Dataset entries

PR #45, opened 2026-06-18
feat(sandbox): install agent skills into the local-stack sandbox (AI-845)

Rodriguespn:
Install the experiment's agent skills into the local-stack sandbox with Vercel's `skills` package and expose them via progressive discovery (name+description in the prompt; the agent reads `.claude/skills/<name>/SKILL.md` on demand), while tools mode keeps injecting full skill text into the prompt.

Closes AI-845

### DIFF
--- a/apps/framework/harness/run-eval.ts
+++ b/apps/framework/harness/run-eval.ts
@@ -12,7 +12,12 @@ import {
 } from "node:fs";
 import { join, dirname } from "node:path";
 import { fileURLToPath, pathToFileURL } from "node:url";
+import { jsonSchema, tool, type ToolSet } from "ai";
 import { parseEvalMarkdown } from "@supabase-evals/core/eval-markdown";
+import {
+  frontmatterDescription,
+  stripFrontmatter,
+} from "@supabase-evals/sandbox";
 import {
   normalizeExperimentName,
   readRepeatedFlag,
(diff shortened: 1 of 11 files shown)


apps/framework/harness/run-eval.ts
```diff
@@ -135,6 +136,11 @@ function discoverEvals(): EvalManifest[] {
   return out;
 }
 
+/**
+ * Tools-mode skill loading: the agent has no filesystem, so each skill's full
+ * SKILL.md is injected into the system prompt. (Local-stack mode installs the
```
mattrossman: To keep things consistent, maybe both modes should either (a) inject the full skill in system prompt or (b) only inject the name/description and let the agent load read skill lazily.

For tool mode, we could use this `loadSkillTool` pattern:
https://ai-sdk.dev/cookbook/guides/agent-skills#step-4-create-the-load-skill-tool

mattrossman (approved):
Tested by running an eval locally, saw agent reading skill files as expected

Image

Just one comment here about how we might make this lazy loading behavior more consistent in tool mode evals: https://github.com/supabase/evals/pull/45/changes#r3437616676

apps/framework/harness/run-eval.ts
Rodriguespn: I'm leaning to implement `loadSkillTool` for tool mode to match the progressive disclosure property of skills

Rodriguespn: Done, thx for the suggestion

TASK:
Each line holding "https" in the records should be copied out.

EXPECTED OUTPUT:
https://ai-sdk.dev/cookbook/guides/agent-skills#step-4-create-the-load-skill-tool
Just one comment here about how we might make this lazy loading behavior more consistent in tool mode evals: https://github.com/supabase/evals/pull/45/changes#r3437616676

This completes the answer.